Assignment » Reproduce only the stretch of entries below that begins at the first line and ends at the line holding "--- a/master/buildbot/newsfragments/steps_master_assert.feature".

Dataset entries

........

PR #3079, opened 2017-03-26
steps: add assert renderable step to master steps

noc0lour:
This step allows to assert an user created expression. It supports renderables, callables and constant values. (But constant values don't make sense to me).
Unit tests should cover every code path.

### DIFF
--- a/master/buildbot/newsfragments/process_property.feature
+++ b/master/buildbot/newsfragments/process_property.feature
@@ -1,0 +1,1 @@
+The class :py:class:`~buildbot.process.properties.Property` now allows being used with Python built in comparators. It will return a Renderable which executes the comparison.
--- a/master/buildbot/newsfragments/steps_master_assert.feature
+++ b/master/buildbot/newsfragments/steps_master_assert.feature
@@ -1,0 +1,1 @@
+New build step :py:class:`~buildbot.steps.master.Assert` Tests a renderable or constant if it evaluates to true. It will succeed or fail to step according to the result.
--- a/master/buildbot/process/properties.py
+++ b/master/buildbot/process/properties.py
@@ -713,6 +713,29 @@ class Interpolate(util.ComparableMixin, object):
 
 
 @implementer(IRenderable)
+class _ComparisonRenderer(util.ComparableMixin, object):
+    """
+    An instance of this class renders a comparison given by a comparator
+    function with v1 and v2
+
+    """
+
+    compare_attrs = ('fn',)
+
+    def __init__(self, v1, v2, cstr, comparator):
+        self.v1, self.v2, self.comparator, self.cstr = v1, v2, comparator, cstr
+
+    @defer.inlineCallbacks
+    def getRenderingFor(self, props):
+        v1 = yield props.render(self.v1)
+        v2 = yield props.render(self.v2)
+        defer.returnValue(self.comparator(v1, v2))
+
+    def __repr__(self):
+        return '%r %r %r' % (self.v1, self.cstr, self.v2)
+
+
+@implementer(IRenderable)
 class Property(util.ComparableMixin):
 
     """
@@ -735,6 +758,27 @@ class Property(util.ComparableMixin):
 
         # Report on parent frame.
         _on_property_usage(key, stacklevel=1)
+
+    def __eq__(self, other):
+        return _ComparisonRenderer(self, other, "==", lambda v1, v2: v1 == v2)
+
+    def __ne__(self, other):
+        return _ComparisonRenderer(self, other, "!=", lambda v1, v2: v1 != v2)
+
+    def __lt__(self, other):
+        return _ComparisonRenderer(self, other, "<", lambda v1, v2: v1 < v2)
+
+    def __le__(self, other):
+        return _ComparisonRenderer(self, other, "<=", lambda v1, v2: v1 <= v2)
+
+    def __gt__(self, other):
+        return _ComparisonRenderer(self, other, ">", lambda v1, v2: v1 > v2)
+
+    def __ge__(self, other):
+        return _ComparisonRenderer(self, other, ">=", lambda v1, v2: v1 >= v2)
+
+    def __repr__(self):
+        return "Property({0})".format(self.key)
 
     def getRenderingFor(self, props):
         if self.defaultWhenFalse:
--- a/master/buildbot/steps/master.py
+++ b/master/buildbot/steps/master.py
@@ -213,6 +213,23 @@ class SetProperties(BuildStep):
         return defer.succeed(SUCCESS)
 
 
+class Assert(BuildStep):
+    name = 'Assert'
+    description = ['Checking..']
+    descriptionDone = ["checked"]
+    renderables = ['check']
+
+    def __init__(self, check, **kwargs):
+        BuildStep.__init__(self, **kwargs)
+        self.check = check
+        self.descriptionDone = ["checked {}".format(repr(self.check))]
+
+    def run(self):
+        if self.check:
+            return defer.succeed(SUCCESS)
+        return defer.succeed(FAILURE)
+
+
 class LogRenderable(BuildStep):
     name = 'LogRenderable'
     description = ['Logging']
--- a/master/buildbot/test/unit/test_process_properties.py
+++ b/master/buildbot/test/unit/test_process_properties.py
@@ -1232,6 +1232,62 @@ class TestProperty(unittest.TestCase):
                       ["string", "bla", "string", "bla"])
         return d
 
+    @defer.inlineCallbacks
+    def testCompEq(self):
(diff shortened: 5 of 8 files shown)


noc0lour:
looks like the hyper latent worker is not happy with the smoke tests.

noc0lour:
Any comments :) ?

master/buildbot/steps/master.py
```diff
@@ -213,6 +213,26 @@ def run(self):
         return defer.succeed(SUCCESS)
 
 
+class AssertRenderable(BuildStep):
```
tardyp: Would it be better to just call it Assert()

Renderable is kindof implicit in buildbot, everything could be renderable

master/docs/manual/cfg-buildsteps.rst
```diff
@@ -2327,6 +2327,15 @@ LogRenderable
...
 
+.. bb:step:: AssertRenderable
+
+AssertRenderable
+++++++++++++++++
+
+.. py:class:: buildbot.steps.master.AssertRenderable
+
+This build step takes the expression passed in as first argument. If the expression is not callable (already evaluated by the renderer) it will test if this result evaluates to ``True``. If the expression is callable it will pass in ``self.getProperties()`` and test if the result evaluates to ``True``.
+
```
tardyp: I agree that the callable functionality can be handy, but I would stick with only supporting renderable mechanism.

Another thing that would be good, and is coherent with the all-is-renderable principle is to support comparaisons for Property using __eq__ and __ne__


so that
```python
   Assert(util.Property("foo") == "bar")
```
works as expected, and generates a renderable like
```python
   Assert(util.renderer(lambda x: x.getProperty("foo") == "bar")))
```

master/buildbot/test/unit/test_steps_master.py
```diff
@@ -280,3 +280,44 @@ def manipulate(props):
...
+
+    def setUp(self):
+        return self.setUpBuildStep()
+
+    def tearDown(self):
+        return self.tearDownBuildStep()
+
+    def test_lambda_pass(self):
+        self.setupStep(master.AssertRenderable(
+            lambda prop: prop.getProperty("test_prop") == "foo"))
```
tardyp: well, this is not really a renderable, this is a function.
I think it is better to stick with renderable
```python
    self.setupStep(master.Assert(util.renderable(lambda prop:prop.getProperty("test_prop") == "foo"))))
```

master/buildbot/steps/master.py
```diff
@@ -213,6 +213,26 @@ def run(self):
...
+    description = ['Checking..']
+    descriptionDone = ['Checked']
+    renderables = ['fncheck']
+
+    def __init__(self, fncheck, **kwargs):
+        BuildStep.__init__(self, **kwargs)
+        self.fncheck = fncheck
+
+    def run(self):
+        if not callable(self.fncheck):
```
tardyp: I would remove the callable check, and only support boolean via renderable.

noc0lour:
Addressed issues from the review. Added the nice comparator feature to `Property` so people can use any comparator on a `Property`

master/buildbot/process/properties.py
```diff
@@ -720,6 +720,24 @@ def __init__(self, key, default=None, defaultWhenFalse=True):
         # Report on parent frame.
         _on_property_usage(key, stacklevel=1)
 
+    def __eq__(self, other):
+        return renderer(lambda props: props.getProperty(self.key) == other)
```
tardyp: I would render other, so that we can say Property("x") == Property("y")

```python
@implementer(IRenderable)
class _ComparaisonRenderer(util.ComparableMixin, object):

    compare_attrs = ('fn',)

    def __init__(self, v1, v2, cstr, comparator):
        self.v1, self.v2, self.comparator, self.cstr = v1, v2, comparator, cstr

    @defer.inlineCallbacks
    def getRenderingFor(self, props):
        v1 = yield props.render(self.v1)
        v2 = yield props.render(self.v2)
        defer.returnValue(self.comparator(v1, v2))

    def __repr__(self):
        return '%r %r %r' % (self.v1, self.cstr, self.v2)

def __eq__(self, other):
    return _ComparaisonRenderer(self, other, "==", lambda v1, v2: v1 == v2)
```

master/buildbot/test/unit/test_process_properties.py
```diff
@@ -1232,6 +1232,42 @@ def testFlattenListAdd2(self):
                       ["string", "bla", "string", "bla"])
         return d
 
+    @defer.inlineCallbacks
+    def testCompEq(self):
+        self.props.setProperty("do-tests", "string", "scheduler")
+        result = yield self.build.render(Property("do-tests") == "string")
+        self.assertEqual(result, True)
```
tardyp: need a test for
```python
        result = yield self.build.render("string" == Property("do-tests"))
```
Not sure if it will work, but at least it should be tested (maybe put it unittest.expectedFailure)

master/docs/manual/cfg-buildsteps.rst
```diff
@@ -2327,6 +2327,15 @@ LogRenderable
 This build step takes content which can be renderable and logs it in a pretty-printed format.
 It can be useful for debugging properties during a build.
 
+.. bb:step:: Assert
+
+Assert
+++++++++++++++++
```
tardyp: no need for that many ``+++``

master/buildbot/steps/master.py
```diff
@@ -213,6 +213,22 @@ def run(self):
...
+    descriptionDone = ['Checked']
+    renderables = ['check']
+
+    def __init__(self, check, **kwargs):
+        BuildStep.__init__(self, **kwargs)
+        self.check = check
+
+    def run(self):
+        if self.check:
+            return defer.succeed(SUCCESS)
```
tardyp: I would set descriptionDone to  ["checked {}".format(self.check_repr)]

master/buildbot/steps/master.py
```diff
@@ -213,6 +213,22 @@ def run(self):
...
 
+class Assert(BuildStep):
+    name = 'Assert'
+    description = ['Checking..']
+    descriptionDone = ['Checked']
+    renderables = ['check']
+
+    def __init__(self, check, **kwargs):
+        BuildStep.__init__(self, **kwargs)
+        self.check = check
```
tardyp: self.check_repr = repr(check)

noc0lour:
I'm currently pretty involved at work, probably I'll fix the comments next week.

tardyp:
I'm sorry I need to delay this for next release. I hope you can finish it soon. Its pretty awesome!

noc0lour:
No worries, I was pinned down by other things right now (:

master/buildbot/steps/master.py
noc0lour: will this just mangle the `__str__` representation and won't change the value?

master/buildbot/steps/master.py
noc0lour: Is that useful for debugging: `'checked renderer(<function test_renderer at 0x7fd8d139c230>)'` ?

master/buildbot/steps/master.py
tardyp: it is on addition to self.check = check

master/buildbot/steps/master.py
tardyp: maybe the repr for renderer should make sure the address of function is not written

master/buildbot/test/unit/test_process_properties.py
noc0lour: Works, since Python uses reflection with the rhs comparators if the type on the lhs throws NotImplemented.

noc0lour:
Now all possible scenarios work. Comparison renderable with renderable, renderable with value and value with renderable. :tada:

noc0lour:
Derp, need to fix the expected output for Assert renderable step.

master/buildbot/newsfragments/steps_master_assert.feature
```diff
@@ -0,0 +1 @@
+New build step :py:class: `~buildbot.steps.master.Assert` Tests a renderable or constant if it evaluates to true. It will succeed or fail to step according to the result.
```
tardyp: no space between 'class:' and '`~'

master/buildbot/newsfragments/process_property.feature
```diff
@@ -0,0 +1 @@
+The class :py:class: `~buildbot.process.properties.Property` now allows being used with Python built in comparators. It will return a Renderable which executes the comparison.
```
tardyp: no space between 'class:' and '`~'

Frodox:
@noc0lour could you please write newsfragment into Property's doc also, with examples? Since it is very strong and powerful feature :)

........

Reply to the task »
PR #3079, opened 2017-03-26
steps: add assert renderable step to master steps

noc0lour:
This step allows to assert an user created expression. It supports renderables, callables and constant values. (But constant values don't make sense to me).
Unit tests should cover every code path.

### DIFF
--- a/master/buildbot/newsfragments/process_property.feature
+++ b/master/buildbot/newsfragments/process_property.feature
@@ -1,0 +1,1 @@
+The class :py:class:`~buildbot.process.properties.Property` now allows being used with Python built in comparators. It will return a Renderable which executes the comparison.
--- a/master/buildbot/newsfragments/steps_master_assert.feature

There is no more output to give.